People recovering from a major car crash often have a long road ahead of them. Even treatable injuries like broken bones lead to months of limited function. Injured people often need to take time away from work, and they may end up struggling to cover their costs in the meantime.
When it is clear that another driver was at fault for the crash, an injured person can pursue an insurance claim. Insurance compensation can replace lost wages, pay for medical care and help repair or replace a vehicle. Frequently, the claims process lasts for months as people submit invoices to insurance professionals and wait for payments.
In some cases, the process is much faster because the insurance company offers a lump-sum settlement. Enthusiasm about a faster claims process can lead to people accepting a settlement that might not be reasonable given their losses. The following are some of the warning signs that a settlement is too low.

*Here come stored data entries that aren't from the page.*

PR #542, opened 2022-10-24
feat: addition of a new `timeout` config option

### LINKED ISSUE #432: Make time limit on api call

erunion:
| 🚥 Resolves #432 |
| :-- |

## 🧰 Changes

This creates a new `timeout` config option for `sdk.config()` that allows you to supply a custom timeout number (in milliseconds), that when set will create a new [AbortController](https://developer.mozilla.org/en-US/docs/Web/API/AbortController) for the `fetch` request that happens.

Unfortunately because `AbortController` was introduced to Node in v15 we need to pull in the [node-abort-controller](https://www.npmjs.com/package/node-abort-controller) polyfill until Node 14 is EOL'd in April.

## 🧬 QA & Testing

I added some new tests for this to `config.test.ts` to check when a timeout is shorter than the amount of time it takes a request to respond, and the reverse.


packages/api/src/cli/codegen/languages/typescript.ts
```diff
@@ -296,7 +296,13 @@ export default class TSGenerator extends CodeGeneratorLanguage {
           {
             description: writer =>
               writer.writeLine(wordWrap('Optionally configure various options that the SDK allows.')),
-            tags: [{ tagName: 'param', text: 'config Object of supported SDK options and toggles.' }],
+            tags: [
+              { tagName: 'param', text: 'config Object of supported SDK options and toggles.' },
+              {
+                tagName: 'param',
+                text: 'config.timeout Override the default `fetch` request timeout of 30 seconds (30000ms).',
```
kanadgupta, line 303: I like how the description below mentions that this value is in milliseconds. Wanna use that description here as well? 

https://github.com/readmeio/api/blob/8c7860b94292a046b883a464b2e0bc5be6582f74/packages/api/src/core/index.ts#L21-L22

packages/api/test/helpers/fetch-mock.ts
```diff
@@ -29,6 +29,12 @@ export const responses = {
     };
   },
 
+  delay: (res, delay) => {
+    return new Promise(resolve => {
+      setTimeout(() => resolve(res), delay);
+    });
```
kanadgupta, line 35: Can't wait until we actually can use natively promisified timeouts

kanadgupta (approved):
Small docs suggestion but otherwise LGTM! One overarching question — I recall that we had mentioned in the docs that the codegen worked in both browser and Node environments, is this `AbortController` polyfill going to create problems for our browser support?

erunion:
> I recall that we had mentioned in the docs that the codegen worked in both browser and Node environments, is this `AbortController` polyfill going to create problems for our browser support?

The `AbortController` is supported in all browsers now thankfully. https://developer.mozilla.org/en-US/docs/Web/API/AbortController

kellyjosephprice (approved):
Not familiar with the api code, but these changes look good.

packages/api/test/config.test.ts
```diff
@@ -0,0 +1,60 @@
...
+      sdk.config({ timeout: 100 });
+
+      await sdk
+        .deletePet({ petId })
+        .then(() => assert.fail())
+        .catch(err => {
+          expect(err.message).to.equal('The operation was aborted.');
+        });
+
+      fetchMock.restore();
```
dannobytes, line 45: nit: don't think you need these `fetchMock.restore()` in each individual test since you have it called in the `afterEach` function.

packages/api/test/config.test.ts
```diff
@@ -0,0 +1,60 @@
...
+  // eslint-disable-next-line mocha/no-setup-in-describe
+  this.beforeAll(function () {
+    // Set a unique cache dir so these tests won't collide with other tests and we don't need to go
+    // through the trouble of mocking out the filesystem.
+    Cache.setCacheDir(uniqueTempDir());
+  });
+
+  describe('timeout', function () {
+    beforeEach(function () {
+      sdk = api(petstore as unknown as OASDocument);
```
dannobytes, line 26: Oh, these cumbersome TS conversions 😆

packages/api/test/config.test.ts
```diff
@@ -0,0 +1,60 @@
...
+      fetchMock.restore();
+    });
+
+    it('should override the default `fetch` timeout and return if request is quick', async function () {
+      fetchMock.delete(`http://petstore.swagger.io/v2/pet/${petId}`, mockResponses.delay(response, 100));
+
+      sdk.config({ timeout: 500 });
+
+      await sdk.deletePet({ petId }).then(({ data }) => {
+        expect(data).to.deep.equal(response);
```
dannobytes, line 54: curious what would happen if `sdk.deletePet` never resolved, e.g. rejected instead? I think this test would still pass and never hit this assertion.

maybe add a `.catch()` block that fails when rejected?

dannobytes (approved):
Left a few minor things, nothing blocking. LGTM!

packages/api/test/config.test.ts
erunion: There'd be an uncaught exception which would trigger a test failure in Mocha.

PR #543, opened 2022-10-25
fix: quirks with OR auth configurations not working right

### LINKED ISSUE #522: Multiple auth tokens were supplied
Hi there, when I pass in a username and password, I'm getting the following message: 

`Error: Multiple auth tokens were supplied for the auth on this endpoint, but only a single token is needed.`

Here is my code: ```sdk.auth(`${username}`, `${password}`)```

Any ideas?

erunion:
| 🚥 Fixes #522 |
| :-- |

## 🧰 Changes

This fixes a quirk in how we handle auth requirements on operations where if an operation allowed either OAuth2 (or a single token) auth, or Basic Auth, whether or not you supplied two forms of auth to `sdk.auth()` the OAuth 2 auth scheme would always get picked as the determined auth. How this would break down was that if you supplied `sdk.auth(username, password)`, signifying your intentions to use Basic Auth, we'd throw an error saying that the auth scheme (OAuth 2) that we found didn't need two auth tokens.

To resolve this I've mostly completely rewritten how we handle auth determination to better support cases where OR auth configurations may be present.

## 🧬 QA & Testing

I added a bunch of new tests and also some tests for the case brought up in #522.

The `prepareAuth` test also got a lot of changes so you might want to view the diff with whitespace changes turned off.


packages/api/test/dist.test.ts
```diff
@@ -34,8 +34,8 @@ describe('typescript dist verification', function () {
   });
 
   it('should be able to set an auth token', async function () {
-    const user = 'username';
-    const pass = 'changeme';
+    const user = 'buster';
```
erunion, line 37: Changed these from `username` everywhere so it's clearer that we have a real username in use (and not somehow turning a `username` variable into a string literal).

<sub>also :buster-chomp:</sub>

packages/api/src/core/prepareAuth.ts
```diff
@@ -45,40 +81,24 @@ export default function prepareAuth(authKey: (number | string)[], operation: Ope
...
-
       if (scheme.in === 'query' || scheme.in === 'header' || scheme.in === 'cookie') {
         preparedAuth[scheme._key] = authKey[0];
       }
       break;
 
     default:
-      throw new Error(`Sorry, this API currently supports a scheme, ${scheme.type}, that we don't yet support.`);
+      throw new Error(
+        `Sorry, this API currently supports a security scheme, ${scheme.type}, which this library doesn't yet support.`
```
kanadgupta, line 100: The double-usage of the word "supports" here felt a bit confusing:

```suggestion
        `Sorry, this API currently uses a security scheme, ${scheme.type}, which this library doesn't yet support.`
```

kanadgupta (approved):
Small error message copy suggestion but otherwise LGTM!

packages/api/src/core/prepareAuth.ts
```diff
@@ -18,25 +16,63 @@ export default function prepareAuth(authKey: (number | string)[], operation: Ope
...
+
+  // If we have two auth tokens present let's look for Basic Auth in their configuration.
+  if (authKey.length >= 2) {
+    // If this operation doesn't support HTTP Basic auth but we have two tokens, that's a paddlin.
+    if (!('Basic' in preparedSecurity)) {
+      throw new Error('Multiple auth tokens were supplied for this endpoint but only a single token is needed.');
+    }
+
+    const schemes = preparedSecurity.Basic.filter(s => usableSecuritySchemes.includes(s._key));
+    if (!schemes.length) {
```
RyanGWU82, line 53: I'm not entirely sure what you're trying to check for here but I don't think this matches with the error message on the next line.

packages/api/test/core/prepareAuth.test.ts
```diff
@@ -1,154 +1,226 @@
...
-  describe('HTTP', function () {
-    describe('scheme: basic', function () {
-      const user = 'username';
-      const pass = 'changeme';
+    describe('HTTP', function () {
+      describe('scheme: basic', function () {
+        const user = 'buster';
+        const pass = 'hunter1';
+
+        it('should supprot basic auth', function () {
```
RyanGWU82, line 92:
```suggestion
        it('should support basic auth', function () {
```

RyanGWU82 (approved):
Generally makes sense to me — the updates to `prepareAuth.ts` are pretty readable, although I'm not familiar with much about auth for this library. Test coverage helps a lot with trusting that it's working as intended.

packages/api/src/core/prepareAuth.ts
erunion: Yeah good catch, I've revised the error message to be clearer and added a comment here explaining what the hell I'm doing.

PR #546, opened 2022-10-25
feat: allowing users to manually specify an `authorization` header

erunion:
| 🚥 Fixes RM-4020 |
| :-- |

## 🧰 Changes

Like I did for `accept` headers in https://github.com/readmeio/api/pull/538 this allows users the ability to manually specify an `authorization` header in their API calls[^1], as such:

```js
const spec = require('./spec.json');
const sdk = require('api')(spec);

sdk.operation({limit: '10', page: '1', Authorization: '123'})
```

For the meat of the change that allowed this to happen check out https://github.com/readmeio/oas-to-har/pull/131.

## 🧠 Why would you want to do this?

I won't lie and say that the `sdk.auth()` handling is perfect because it definitely isn't. For example if you have an operation that accepts either OAuth2 or Basic Auth and you do `sdk.auth('buster')` for a Basic Auth, depending on how the security scheme is set up in the OAS and if OAuth2 is configured first we may attempt to make that API call as `Authorization: Bearer buster`. You can fix this by doing `sdk.auth('buster', '')` but allowing you to give the library an `Authorization` header is a good compromise in the "this should just goddamn work" category of things.

[^1]: If you specify an `authorization` header in an API call like above it will override whatever's set in `sdk.auth()`.


packages/api/src/core/prepareParams.ts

The amount is below policy limits
Particularly in cases involving significant injuries and lost income, the total amount of insurance coverage available might be lower than the losses generated by the crash. In such cases, injured parties may receive the maximum amount of compensation available based on the policy limits. If the settlement offer is clearly lower than the maximum amount of coverage available, that is a warning sign of an unfair settlement.
The offer only reflects current expenses
Sometimes, a settlement offer seems reasonable initially. The injured party may look at their current medical bills and repair invoices. The amount offered may match the sum of those expenses. While that may seem reasonable at first, the potential for ongoing expenses is an important consideration. From the diminished resale value of the vehicle and future medical expenses to long-term losses caused by reduced earning potential, there are future expenses that can drastically alter the financial impact of a collision.
The insurance professional refuses to communicate
One of the more common negotiation tactics utilized by insurance professionals involves stonewalling. They limit communications or refuse to respond to inquiries made by claimants. The goal is to frustrate the other party into giving up and accepting whatever terms the insurance company offers. In cases where an insurance professional isn’t responsive to questions about what seems like a low settlement or where they refuse to negotiate, there may be reason to worry about them trying to manipulate the claims process.
People who have assistance when seeking insurance compensation after a significant car crash may have a better chance of obtaining a favorable outcome than those who manage the entire process on their own behalf. Recognizing the warning signs of an insufficient settlement can help people understand when they might be in particular need of support.